**Your assignment**
Only one stretch of the data below is needed. Output the lines from the one with "## Summary by CodeRabbit" up to and including the one with "Two follow-up commits", exactly as they stand.

(Beginning of Data supplied)

PR #977, opened 2026-09-13
feat(provenance): paginate large provenance graphs

Cyrax321:
## Description

`continuum provenance` rendered every node, which is unwieldy for runs with thousands of events. This adds limit and offset pagination for text and JSON output, keeping the full graph for staleness evaluation while truncating display. Follows the existing `tree --limit` UX.

## Related issues

Fixes #597

## Types of changes

- Type: `feature`

## Breaking changes

No

## How has this been tested?

```console
continuum provenance <run> --limit 10 --offset 20
continuum provenance <run> --json | jq .nodes_total
```

## Checklist

Tests added or updated for the changed behaviour. Documentation updated where the change affects user-facing behaviour. CI passes on the latest commit. Security-relevant changes state known limitations explicitly in this description.

PR #1024, opened 2026-09-14
feat: paginate provenance DOT output display-only

### LINKED ISSUE #597: Follow-up to #288: provenance graph pagination and scale for large runs

Cyrax321:
## Description

Extends --limit/--offset paging to provenance --dot mode, which previously emitted the whole graph. Truncated DOT keeps shown nodes and internal edges plus a hidden-count comment. JSON DOT gains nodes_total and nodes_hidden. Display only.

## Related issues

Fixes #597

## Types of changes

- Type: feature

## Breaking changes

No. Output without --limit is unchanged.

## How has this been tested?

PYTHONPATH=/private/tmp/w597-new/src .venv/bin/python -m pytest tests/test_provenance_paging.py tests/test_provenance_graph.py
13 passed

ruff check, ruff format, mypy clean on src/continuum/cli/main.py

## Checklist

Tests added or updated for the changed behaviour. Two new DOT paging tests. Documentation updated where the change affects user-facing behaviour. CLI help text already describes display-only paging. CI passes on the latest commit. Pending CI. Security-relevant changes state known limitations explicitly in this description. Not security relevant.

## Additional context

Completes the pagination remainder of #597. Earlier wave landed text and JSON paging plus finding caused_by and Postgres compaction survival.


Cyrax321:
Closing as duplicate of #977, which already covers #597 pagination. Keeping the earlier PR.

PR #1033, opened 2026-09-14
bench(recovery): reproducible latency-regression matrix for assessment

### LINKED ISSUE #766: bench(recovery): enforce a reproducible latency-regression matrix for assessment
## Affected component

Benchmarks

`docs/research/latency_budget.md` defines a soft recovery SLO, `budget_ms = 50 + 0.2 * files + 5 * decision_count`, based on repository measurements. The project has individual latency tests and benchmark timing fields, but no reproducible matrix that measures recovery assessment across controlled file and decision counts, publishes comparison data, and detects material regressions. As the validator, provenance, and plugin surfaces grow, an accidental O(n²) or archive-scan regression can make correct recovery too slow to use frequently.

## Proposed solution

Add a deterministic benchmark matrix for `RecoveryEngine.assess` over documented repository-size and decision-count fixtures. Emit stable JSON containing environment metadata, input dimensions, elapsed time distribution, derived soft budget, and pass/fail or regression status. Add CI reporting that compares results against a checked-in baseline with a conservative tolerance designed to avoid flaky failures across runner hardware.

This benchmark is observational only. It must not introduce a runtime timeout, change recovery decisions, or turn the soft SLO into a hard production limit.

## Acceptance criteria

- The matrix covers multiple file-count and decision-count sizes, including the support points in `docs/research/latency_budget.md`.
- Each run records deterministic fixture metadata, sample count, timing summary, derived soft budget, and machine/environment metadata in JSON.
- The benchmark distinguishes an informational soft-budget miss from a CI regression relative to the baseline and documents the tolerance policy.
- Baseline updates require an explicit, reviewable artifact rather than silently changing expected results.
- The implementation avoids network access and keeps fixture generation deterministic.
- Tests verify JSON schema, stable dimensions/order, baseline comparison logic, tolerance handling, and that normal variability does not cause false failures.
- Documentation explains local reproduction, CI interpretation, and why the result is a soft SLO rather than a runtime deadline.

## Alternatives considered

Rely only on the existing under-one-second scenario test. Rejected because it offers too little resolution to identify scaling regressions. Enforcing a hard timeout inside `RecoveryEngine.assess` is also rejected because resource limits belong to opt-in callers and could turn a slow but valid assessment into an unsafe incomplete decision.

## Is this a breaking change?

No

Yes, with guidance

Cyrax321:
Adds the latency-regression matrix issue #766 asks for: it runs `RecoveryEngine.assess_scoped` across the support points in `docs/research/latency_budget.md` (50/100/200 files x 10/100 decisions), derives that note's budget for each point, and classifies the measured median twice, once against the budget and once against a committed baseline.

The benchmark is observational. It adds no runtime timeout, changes no recovery decision, and never turns the soft SLO into a hard production limit, which is the boundary the issue is explicit about.

## What changed

- `benchmarks/latency_matrix/` — the harness. Deterministic fixtures (no network, no clock, no randomness), timing with warmup and samples, a stable JSON envelope, a Markdown table, and the baseline comparison.
- `benchmarks/latency_matrix/baseline.json` — the checked-in baseline, the reviewable artifact the issue asks for. A normal run never rewrites it; only `--update-baseline` does.
- `tests/test_latency_matrix.py` — 45 tests over the schema, stable dimension order, the tolerance policy, baseline parsing and the baseline round-trip, fixture determinism, and the CLI exit codes.
- Nightly job in `.github/workflows/bench-nightly.yml` runs the grid, uploads the report, and fails only on a regression. Also registered in `benchmarks/run.py --list` next to the other suites.
- `docs/research/latency_budget.md` gains a section on reproducing it locally, reading the CI result, the tolerance thresholds, and the baseline update flow.

## The two classifications

A soft-budget miss means the median exceeded the derived budget for its point. It is informational and never fails CI, because a slow but valid assessment is still a valid answer. A regression means the median breached both tolerance thresholds against the baseline, and that is what fails the job. Keeping them separate is the point: a budget miss on a large grid point and a real O(n^2) in assessment are different findings.

A point is a regression only when its median is both more than 3x its baseline value and more than 25 ms slower. The ratio is relative and travels with the runner; the absolute floor stops a sub-millisecond baseline from tripling into a "regression" that is a few milliseconds of scheduler noise on a loaded worker. Requiring both, not either, is the conservative part.

## Validation

- `pytest tests/test_latency_matrix.py` — 45 passed.
- `python -m benchmarks.latency_matrix` — full grid green, all six points inside budget and passing against the baseline, exit 0. Runs in about 1.5 s.
- CI is green across the full matrix: all nine Test jobs (ubuntu/macos/windows x 3.11/3.12/3.13), Lint & Type-check, the Postgres backend job, and the wheel build and install checks.
- The documented test counts in README.md, docs/CONTRIBUTING_ONBOARDING.md, and CHANGELOG.md are re-synced to the new total, as the docs-count guard requires.

## One thing to flag

The committed baseline was recorded on macOS arm64. The nightly job runs on ubuntu-latest, so if that runner is materially slower the first run may report a regression. That is the designed remediation rather than a bug: re-run `python -m benchmarks.latency_matrix --update-baseline` on the CI runner and the new expectations land as a diff. If it is a real regression, fix the code instead and leave the baseline alone.

Closes #766

## Summary by CodeRabbit

- **New Features**
  - Added a reproducible latency benchmark covering recovery performance across multiple repository sizes and decision volumes.
  - Added JSON and Markdown benchmark reports, baseline comparisons, and nightly regression detection.
  - Added a single-fetch TUI tree view, durable webhook deduplication, provenance-based curated briefings, and improved checkpoint and resume handling.

- **Documentation**
  - Documented latency budgets, benchmark usage, advisory verdict behavior, and updated testing metrics across supported documentation.

- **Tests**
  - Added comprehensive coverage for benchmark execution, reporting, baselines, tolerance handling, and command-line behavior.


Cyrax321:
Two follow-up commits since this opened, both worth reading before review.

The first CI run failed one test across all nine jobs: `tests/test_docs_counts.py::test_documented_count_matches_suite`. My 34 tests pushed the suite from 2,241 to 2,275 collected, past the 30-test tolerance that guard allows, so the documented figures had to be re-synced in README.md, docs/CONTRIBUTING_ONBOARDING.md, and CHANGELOG.md. My local verification missed it because this interpreter lacks the optional `mcp` and `openai-agents` extras, so six test files error at collection here and the full collected total is not observable locally. That is a gap in my validation, not a CI quirk, and the counts now state 2,286 collected for the current 45 tests.

The second commit fixes five review findings, each reproduced against the code first:

- `load_baseline` checked only the benchmark name, so a hand-edited `points` field that was not a list of dicts raised `AttributeError` from a lookup instead of degrading to `no_baseline`, which is what its own docstring promises. The full shape is now validated, and `baseline_median` assumes it.
- `Tolerance.from_env` accepted NaN and infinity. Every comparison against NaN is False and no median can exceed infinity, so either one silently switched the regression gate off for every point without raising. Non-finite overrides are now rejected.
- `_percentile` called itself nearest-rank but computed an interpolated index, and a `q` of 0 wrapped to a negative index that returned the maximum. It now computes `ceil(q * n) - 1` clamped at both ends.
- `run_matrix` read `points` twice, so a generator input produced a report whose recorded `matrix_points` was empty while the dimensions were populated. Points are materialized once.
- The stale-baseline regression test depended on the 100-decision point measuring more than 25 ms above its baseline, so a fast enough runner would have seen it classify as a pass. An integration tolerance with a zero absolute floor makes the assertion about the ratio alone.

The regression test was the one I would have shipped without the review, and it was genuinely machine-dependent, so it is worth a second look.

.github/workflows/bench-nightly.yml
```diff
@@ -38,3 +38,32 @@ jobs:
           git add README.md references/bench.md
           git diff --cached --quiet || git commit -m "bench: nightly refresh of published tables"
           git push
+
+  latency-matrix:
+    name: Recovery latency SLO matrix
+    runs-on: ubuntu-latest
```
Cyrax321, line 44: The committed baseline was recorded on macOS arm64 and this job runs on ubuntu-latest, which the PR description flags. Worth thinking about what that costs in practice rather than as an abstraction.

The tolerance is designed for machine-to-machine variance and it is generous: 3x relative and 25 ms absolute, both required. The two 10-decision points sit at ~3.5 ms, so the absolute floor alone protects them, they would need to exceed 28.5 ms. The risk is concentrated in the two 100-decision points at ~28 ms, which need to exceed ~84 ms relative and ~53 ms absolute. A shared GitHub ubuntu runner being 3x slower than an arm64 laptop on compute-bound Python is entirely plausible, so the first nightly after merge is likely to go red.

That is recoverable, but the remediation as documented is to re-run `--update-baseline` on the CI runner, which is not something a maintainer can do from a laptop. The cleaner move is to record the baseline on the runner this job actually uses, via a one-time manual dispatch, so the artifact and the measurement come from the same machine class. Then the first scheduled run is meaningful instead of a known false alarm.

benchmarks/latency_matrix/baseline.py
```diff
@@ -0,0 +1,215 @@
...
+    """Read the committed baseline, or ``None`` when it is absent or unreadable.
+
+    A missing or malformed baseline degrades to ``no_baseline`` rather than
+    raising: the matrix is observational, so an unreadable baseline must not
+    break the suite (the same reason ``benchmarks/run.py`` guards its suites).
+    """
+    path = path if path is not None else BASELINE_PATH
+    try:
+        data = json.loads(path.read_text(encoding="utf-8"))
+    except (OSError, ValueError):
```
Cyrax321, line 165: A malformed baseline degrades to `None`, which classifies as `no_baseline`, which can never be a regression. The tests assert this and the reasoning is sound for a missing file. But note what that means for the gate: a baseline that is present but unreadable silently disables the regression detection, and the nightly stays green while real regressions accumulate. The report shows "none recorded", which reads the same as "nothing to compare against".

The distinction that matters is absent versus unreadable. A file that fails JSON parsing or `_well_formed` is a real condition somebody should hear about, especially since the artifact is hand-editable. Keeping the fail-safe behavior is right, but surfacing it, a distinct status or a line on stderr, would stop a truncated artifact from looking like a clean pass. This is the failure mode that defeats the whole point of the committed baseline.

benchmarks/latency_matrix/baseline.py
```diff
@@ -0,0 +1,215 @@
...
+        "points": [
+            {
+                "files": d.files,
+                "decisions": d.decisions,
+                "median_ms": round(d.median_ms, 3),
+            }
+            for d in report.dimensions
+        ],
+    }
+    path.write_text(json.dumps(data, indent=2) + "\n", encoding="utf-8")
```
Cyrax321, line 214: Minor, and it is the same class of issue as the note above. `write_text` is not atomic, so an interrupted update, a crash, or a partial write leaves a truncated `baseline.json` on disk. The next nightly then parses it as malformed, degrades to `no_baseline`, and the gate is off with no signal.

Writing to a temporary file in the same directory and renaming into place is a one-line change that makes a partial write impossible, which removes the most likely way the fail-open path above ever gets triggered.

Cyrax321 (commented):
Reviewed. This is a well-built benchmark and I would merge it. The dual classification is the right design: a soft-budget miss is informational and a regression is what fails CI, so a slow-but-valid assessment and a real O(n^2) are different findings. The tolerance logic is more careful than most, and the NaN/inf rejection in Tolerance.from_env shows the author thought about how a bad threshold silently disables a gate rather than just crashing. Fixtures are deterministic, the docs counts are re-synced correctly to the 2,286 I collected locally, and the 45 tests pass.

Two notes below, neither blocking. The first is operational and worth dealing with before the first nightly runs; the second is about the gate itself failing open. (GitHub will not let the author approve their own PR, so this is a comment rather than an approval.)

Cyrax321 (commented):

What this adds: a reproducible latency-regression matrix for RecoveryEngine.assess_scoped over the docs/research/latency_budget.md support points, with a committed baseline, a stable JSON and Markdown report, 45 unit tests, a nightly CI job that fails only on baseline regression, and local reproduction docs. The observational boundary from #766 is respected: no runtime timeout, no decision change, no hard SLO.

Evidence checked at head 78c84e5d:
- All five open bot findings from the earlier review round are addressed in code: Tolerance.from_env rejects non-finite values, load_baseline validates full point shape via _well_formed, run_matrix materializes points once, _percentile is a correctly clamped nearest-rank, and the hardware-dependent test threshold is gone.
- The two self-noted minors stand as accepted risks: baseline.json was recorded on macOS arm64 while nightly runs on ubuntu-latest, and write_baseline is not atomic on a manual --update-baseline flow. Both are fair for an observational suite; neither blocks.
- Ran tests/test_latency_matrix.py locally at the head commit: 45 passed.
- Full CI matrix, lint, type-check, Postgres backend job green on the head commit.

(End of Data supplied)

**Response below**
## Summary by CodeRabbit

- **New Features**
  - Added a reproducible latency benchmark covering recovery performance across multiple repository sizes and decision volumes.
  - Added JSON and Markdown benchmark reports, baseline comparisons, and nightly regression detection.
  - Added a single-fetch TUI tree view, durable webhook deduplication, provenance-based curated briefings, and improved checkpoint and resume handling.

- **Documentation**
  - Documented latency budgets, benchmark usage, advisory verdict behavior, and updated testing metrics across supported documentation.

- **Tests**
  - Added comprehensive coverage for benchmark execution, reporting, baselines, tolerance handling, and command-line behavior.


Cyrax321:
Two follow-up commits since this opened, both worth reading before review.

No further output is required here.